Records supplied section start

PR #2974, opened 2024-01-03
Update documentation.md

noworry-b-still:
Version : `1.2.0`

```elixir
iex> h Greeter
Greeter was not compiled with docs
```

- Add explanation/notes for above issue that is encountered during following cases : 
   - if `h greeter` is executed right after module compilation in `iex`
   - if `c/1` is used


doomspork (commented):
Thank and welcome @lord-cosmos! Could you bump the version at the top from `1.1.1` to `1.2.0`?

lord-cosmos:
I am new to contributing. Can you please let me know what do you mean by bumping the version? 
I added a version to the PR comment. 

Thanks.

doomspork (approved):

Records supplied section end
Records supplied section start

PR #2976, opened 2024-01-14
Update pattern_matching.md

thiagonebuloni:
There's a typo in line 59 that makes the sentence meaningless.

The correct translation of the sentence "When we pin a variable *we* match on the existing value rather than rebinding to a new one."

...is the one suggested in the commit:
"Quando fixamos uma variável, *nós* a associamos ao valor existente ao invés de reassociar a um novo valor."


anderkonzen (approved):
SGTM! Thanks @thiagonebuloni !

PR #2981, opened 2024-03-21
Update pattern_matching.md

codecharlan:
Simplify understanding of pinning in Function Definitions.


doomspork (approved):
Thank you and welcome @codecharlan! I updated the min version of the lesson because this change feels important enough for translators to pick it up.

Records supplied section end

▸ **Assignment**: Here the job is to set down exactly the lines of the material above that fall between the one with "The correct translation" and the one with "Thank you and", inclusive, and nothing beyond them.

▸ **Answer for this exercise**:
The correct translation of the sentence "When we pin a variable *we* match on the existing value rather than rebinding to a new one."

...is the one suggested in the commit:
"Quando fixamos uma variável, *nós* a associamos ao valor existente ao invés de reassociar a um novo valor."


anderkonzen (approved):
SGTM! Thanks @thiagonebuloni !

PR #2981, opened 2024-03-21
Update pattern_matching.md

codecharlan:
Simplify understanding of pinning in Function Definitions.


doomspork (approved):
Thank you and welcome @codecharlan! I updated the min version of the lesson because this change feels important enough for translators to pick it up.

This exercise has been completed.